Of course, the EU’s Digital Operations Resilience Act (DORA) means that businesses in financial services are legally obliged to take resilience seriously, but Flavin said all organisations should be thinking about it.
“You’ve got to be well managed and you have to be prepared. You have got to be operationally resilient at all times, even if you can recover down the road,” he said.
When the day comes
The reality is, though, that the growing cyber security threat alone poses a challenge to any organisation that needs to stay up and running. As a result, Flavin said, recovery is about a lot more than backups.
“Our position is you can be as secure as you want, and you absolutely should invest in security, but you’re going to get hit,” he said.
“People get attacked, perhaps they aren’t breached, but the defences are attacked. Anyone that has a reasonable business, whether they have to be compliant or not, they want to get their business back,” he said.
Triangle, while agreeing that organisations have to spend on security, has a slightly different proposition, asking ‘what happens if?’

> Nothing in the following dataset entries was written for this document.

PR #5613, opened 2019-04-25
Use global name space for shared semaphores on Windows

pdbain-ibm:
Fixes https://github.com/eclipse/openj9/issues/5533

### DIFF
--- a/jcl/src/java.base/share/classes/com/ibm/tools/attach/target/Advertisement.java
+++ b/jcl/src/java.base/share/classes/com/ibm/tools/attach/target/Advertisement.java
@@ -1,7 +1,7 @@
 /*[INCLUDE-IF Sidecar16]*/
 package com.ibm.tools.attach.target;
 /*******************************************************************************
- * Copyright (c) 2009, 2018 IBM Corp. and others
+ * Copyright (c) 2009, 2019 IBM Corp. and others
  *
  * This program and the accompanying materials are made available under
  * the terms of the Eclipse Public License 2.0 which accompanies this
@@ -41,6 +41,7 @@ public final class Advertisement {
 	private static final String KEY_VERSION = "version"; //$NON-NLS-1$
 	private static final String KEY_PROCESS_ID = "processId"; //$NON-NLS-1$
 	private static final String ADVERT_FILENAME = "attachInfo"; //$NON-NLS-1$
+	private static final String GLOBAL_SEMAPHORE = "globalSemaphore"; //$NON-NLS-1$
 	private Properties props;
 	private final long pid, uid;
 
@@ -81,7 +82,7 @@ public final class Advertisement {
 	 * Factory method to read the data from an advertisement file
 	 * @param advertStream InputStream to an open file
 	 * @return Advertisement object containing the data from the file.
-	 * @throws IOException 
+	 * @throws IOException if file cannot be read
 	 */
 	public static Advertisement readAdvertisementFile(InputStream advertStream) throws IOException {
 		Advertisement advert = null;
@@ -109,7 +110,7 @@ public final class Advertisement {
 		addKeyValue(contentBuffer, KEY_VM_ID, vmId);
 		addKeyValue(contentBuffer, KEY_DISPLAY_NAME, (((null == displayName) || (displayName.length() == 0))? vmId: displayName));
 		addKeyValue(contentBuffer, KEY_NOTIFIER, CommonDirectory.MASTER_NOTIFIER);
-		
+		addKeyValue(contentBuffer, GLOBAL_SEMAPHORE, Boolean.TRUE.toString());
 		File tmpTargetDirectoryFileObject = TargetDirectory.getTargetDirectoryFileObject();
 		File tmpSyncFileObject = TargetDirectory.getSyncFileObject();
 		
@@ -270,6 +271,14 @@ public final class Advertisement {
 	 */
 	public long getUid() {
 		return uid;
+	}
+
+	/**
+	 * 
+	 * @return true if the target uses the global semaphore (Windows only)
+	 */
+	public boolean isGlobalSemaphore() {
+		return Boolean.parseBoolean(props.getProperty(GLOBAL_SEMAPHORE));
 	}
 
 	/**
--- a/jcl/src/java.base/share/classes/com/ibm/tools/attach/target/CommonDirectory.java
+++ b/jcl/src/java.base/share/classes/com/ibm/tools/attach/target/CommonDirectory.java
@@ -1,7 +1,7 @@
 /*[INCLUDE-IF Sidecar16]*/
 package com.ibm.tools.attach.target;
 /*******************************************************************************
- * Copyright (c) 2009, 2018 IBM Corp. and others
+ * Copyright (c) 2009, 2019 IBM Corp. and others
  *
  * This program and the accompanying materials are made available under
  * the terms of the Eclipse Public License 2.0 which accompanies this
@@ -230,7 +230,7 @@ public abstract class CommonDirectory {
 	 */
 	static String openSemaphore() throws IOException {
 		String semName = MASTER_NOTIFIER; /*[PR Jazz 48044] semaphore name is a constant */
-		int status = IPC.openSemaphore(getCommonDirFileObject().getAbsolutePath(), semName);
+		int status = IPC.openSemaphore(getCommonDirFileObject().getAbsolutePath(), semName, true);
 		/*[MSG "K0538", "semaphore {0} status= {1}"]*/
 		if (SEMAPHORE_OKAY != status) {
 			throw new IOException(com.ibm.oti.util.Msg.getString("K0538" , semName, Integer.valueOf(status)));  //$NON-NLS-1$
@@ -246,7 +246,7 @@ public abstract class CommonDirectory {
 		int status = 0;
 		IPC.logMessage("reopenSemaphore"); //$NON-NLS-1$
 		closeSemaphore();
-		status = IPC.openSemaphore(getCommonDirFileObject().getAbsolutePath(), MASTER_NOTIFIER);		
+		status = IPC.openSemaphore(getCommonDirFileObject().getAbsolutePath(), MASTER_NOTIFIER, true);		
 		return status;
 	}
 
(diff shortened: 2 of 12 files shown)


runtime/port/win32/j9shsem.c
```diff
@@ -60,6 +62,33 @@ j9shsem_params_init(struct J9PortLibrary *portLibrary, struct J9PortShSemParamet
...
+ * This allows a user with multiple sessions to share the semaphore.
+ * @param portLibrary port library
+ * @param source original UTF-8 string
+ * @param destination buffer to receive the UTF-16 string
+ * @param destinationSize size of destination buffer in UTF-16 characters
+ * @return the destination buffer or NULL on failure.
+ */
+static wchar_t*
+convertToWindowsFormat(OMRPortLibrary *portLibrary, const char *source, wchar_t *destination, uintptr_t destinationSize) {
+	wchar_t *startPosition = destination;
```
pshipton: Please use a better name than `startPosition`

pshipton:
jenkins test sanity win jdk8

pshipton:

runtime/port/win32/j9shsem.c
pdbain-ibm: Okay.  Changed to ```destinationCursor```.

pshipton:
pipeline test sanity,extended win jdk8

pshipton:
Will this introduce a compatibility problem between older JVMs and newer JVMs, as they will be using different semaphores?

pdbain-ibm:
> Will this introduce a compatibility problem between older JVMs and newer JVMs, as they will be using different semaphores?

Yes, they will be incompatible.

pshipton:
> Yes, they will be incompatible.

Then we need a compatibility story and/or migration plan.

pshipton:
One possibility is to add an option for using the global namespace, so user's have to opt in, and understand the consequences.

pshipton:
Or use the global namespace by default, but provide an option to use the original namespace when trying to communicate with older JVMs.

pdbain-ibm:
> One possibility is to add an option for using the global namespace, so user's have to opt in, and understand the consequences.

I like that: it's a more secure.  I will implement same.

pshipton:
I like the idea of using the global namespace by default for OpenJ9 (but not IBM).

pdbain-ibm:
I will add a line in the advertisement file to indicate if the VM is using a global or session semaphore to make it backward compatible.

pdbain-ibm:
I have reworked it so:
- new VMs can talk to old or new VMs _in the same session_ (as before)
- new VMs can talk to new VMs in different sessions (OpenJ9 only).

runtime/port/win32/j9shsem.c
```diff
@@ -58,8 +60,42 @@ j9shsem_params_init(struct J9PortLibrary *portLibrary, struct J9PortShSemParamet
...
+ * @param destination buffer to receive the UTF-16 string
+ * @param destinationSize size of destination buffer in UTF-16 characters
+ * @return the destination buffer or NULL on failure.
+ */
+static wchar_t*
+convertToWindowsFormat(OMRPortLibrary *portLibrary, const char *source, wchar_t *destination, uintptr_t destinationSize, BOOLEAN global) {
+	wchar_t *destinationCursor = destination;
+	wchar_t *result  = destination;
+
+#if defined(OPENJ9_BUILD)
```
pshipton: Why the limitation?

jcl/src/java.base/share/classes/com/ibm/tools/attach/target/Advertisement.java
```diff
@@ -109,7 +110,9 @@ private static StringBuilder createAdvertContent(String vmId, String displayName
 		addKeyValue(contentBuffer, KEY_VM_ID, vmId);
 		addKeyValue(contentBuffer, KEY_DISPLAY_NAME, (((null == displayName) || (displayName.length() == 0))? vmId: displayName));
 		addKeyValue(contentBuffer, KEY_NOTIFIER, CommonDirectory.MASTER_NOTIFIER);
-		
+		/*[IF Sidecar19-SE | Sidecar18-SE-OpenJ9]*/
```
pshipton: Why the limitation?
Also Sidecar19-SE is redundant as Java11 and later include Sidecar18-SE-OpenJ9

runtime/port/win32/j9shsem.c
```diff
@@ -176,10 +214,10 @@ j9shsem_open(struct J9PortLibrary *portLibrary, struct j9shsem_handle **handle,
   
 		if (shsem_handle->mainLock == NULL) {
 			Trc_PRT_shsem_j9shsem_open_Event2(semaphoreName);
-			rc = createSemaphore(portLibrary, shsem_handle);
+			rc = createSemaphore(portLibrary, shsem_handle, global);
```
pshipton: If the semaphore is being created, shouldn't it always be the global semaphore? I'm thinking there should be an assert to validate this.

jcl/src/java.base/share/classes/com/ibm/tools/attach/target/Advertisement.java
pdbain-ibm: Will fix.

jcl/src/java.base/share/classes/com/ibm/tools/attach/target/CommonDirectory.java
```diff
@@ -276,6 +276,29 @@ public static int notifyVm(int numberOfTargets) {
 		return IPC.notifyVm(getCommonDirFileObject().getAbsolutePath(), MASTER_NOTIFIER, numberOfTargets);
 	}
 
+	/**
+	 * Open the semaphore, post to it, and close it
+	 * @param numberOfTargets number of times to post to the semaphore
+	 * @param global Use the global semaphore (Windows only)
+	 * @return 0 on success
+	 */
+	public static int notifyVm(int numberOfTargets, boolean global) {
```
pshipton: It seems unnecessary to add new API and keep the old API, just to avoid changing a few callers. By my count there are only 2 places that need to change.

runtime/port/win32/j9shsem.c
pdbain-ibm: > If the semaphore is being created, shouldn't it always be the global semaphore?

Not if it is an IBM JVM.  See https://github.com/eclipse/openj9/pull/5613#issuecomment-492289205.

jcl/src/java.base/share/classes/com/ibm/tools/attach/target/IPC.java
```diff
@@ -185,19 +183,44 @@ public static void checkOwnerAccessOnly(String filePath) throws IOException {
...
+	/**
+	 * Open the semaphore, post to it, and close it
+	 * @param ctrlDir directory containing the semaphore
+	 * @param semaphoreName name of the semaphore
 	 * @param numberOfTargets number of times to post to the semaphore
 	 * @return 0 on success
 	 */
-	native static int notifyVm(String ctrlDir, String SemaphoreName,
-			int numberOfTargets);
+	static int notifyVm(String ctrlDir, String semaphoreName, int numberOfTargets) {
```
pshipton: It seems unnecessary to add new API and keep the old API, just to avoid changing a few callers. By my count there are only 1 place that need to change.

runtime/port/win32/j9shsem.c
pshipton: That comment was made in a different context. As long as there is no backwards compatibility concern, it doesn't need to be restricted to OpenJ9.

jcl/src/java.base/share/classes/com/ibm/tools/attach/target/IPC.java
pdbain-ibm: Fixed.

jcl/src/java.base/share/classes/com/ibm/tools/attach/target/CommonDirectory.java
pdbain-ibm: Fixed.

runtime/port/win32/j9shsem.c
pdbain-ibm: Sorry, I misinterpreted the comment.

jcl/src/java.base/share/classes/com/ibm/tools/attach/target/Advertisement.java
```diff
@@ -109,7 +110,9 @@ private static StringBuilder createAdvertContent(String vmId, String displayName
 		addKeyValue(contentBuffer, KEY_VM_ID, vmId);
 		addKeyValue(contentBuffer, KEY_DISPLAY_NAME, (((null == displayName) || (displayName.length() == 0))? vmId: displayName));
 		addKeyValue(contentBuffer, KEY_NOTIFIER, CommonDirectory.MASTER_NOTIFIER);
-		
+		/*[IF Sidecar18-SE-OpenJ9]*/
```
pshipton: I thought this was going to be removed, since it is not necessary.

jcl/src/java.base/share/classes/com/ibm/tools/attach/target/CommonDirectory.java
```diff
@@ -282,7 +293,7 @@ public static int notifyVm(int numberOfTargets) {
 	 * @return 0 on success
 	 */
 	public static int cancelNotify(int numberOfTargets) {
```
pshipton: Similarly to notifyVm(), I don't think we need this old API to avoid changing the one caller.

pdbain-ibm: True.

jcl/src/java.base/share/classes/com/ibm/tools/attach/target/Advertisement.java
pdbain-ibm: Fixed.

pdbain-ibm:
Updated per reviewer's comments.

jcl/src/java.base/share/classes/com/ibm/tools/attach/target/IPC.java
```diff
@@ -185,19 +183,23 @@ public static void checkOwnerAccessOnly(String filePath) throws IOException {
...
 	 * @return 0 on success
 	 */
-	native static int notifyVm(String ctrlDir, String SemaphoreName,
-			int numberOfTargets);
+	native static int notifyVm(String ctrlDir, String semaphoreName,
+			int numberOfTargets, boolean global);
 
 	/**
 	 * Open the semaphore, decrement it without blocking to it, and close it
 	 * @param numberOfTargets number of times to decrement to the semaphore
```
pshipton: Might as well add the remaining arguments to the doc, since you fixed notifyVM()

pdbain-ibm: Done.

pshipton:
jenkins test sanity,extended win,win32,plinux jdk8

pshipton:
@AdamBrousseau it would be nice to have a restart option for these cases.

AdamBrousseau:
Should be there for failed tests
https://ci.eclipse.org/openj9/job/Pipeline_Build_Test_JDK8_ppc64le_linux/158/input/
Just need to do it via Jenkins, not PR comment.

pshipton:
Ok sorry. I looked in jenkins, but not in the right spot.

AdamBrousseau:
I suppose we could add a status line that would link straight to the restart page.

pshipton:
> I suppose we could add a status line that would link straight to the restart page.

Good idea. Most people would have no clue where to look.

pshipton:
jenkins test sanity,extended win32 jdk8

pshipton:
jenkins test extended win32 jdk8

pshipton:
Is any documentation update required?

pdbain-ibm:
> Is any documentation update required?

I don't believe so.

pshipton:
I think this does need to be documented, at least for Java 8. Since tools.jar isn't part of every Java runtime, I think sometimes a (partial) copy is used to do attach. These copies need to be updated.

https://github.com/eclipse/openj9-docs/issues/275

The goal is to minimise downtime as much as possible, even in the face of an attack.
“What will you say to the board? Do you have a clean room environment, with clean data, that you can get up and running by 9 am tomorrow?”
In order to do this, a data feed is taken from production data, scanned by artificial intelligence (AI) to ensure it is free of threats, and then it is stored in an air-gapped vault.
However, this vault is not simply a repository for copies of data.
“If the AI detects a problem, it stops that and alerts you, so your process can be put to work. You then run your clean room as your production environment until such time as the production environment is found to be clean.”
This approach is more valuable than backups, as it is a fully functional production environment, Flavin said.
“It’s a minimal viable company, but it means you’re not going to be sitting on your hands for a week. It’s not a static record of your data.”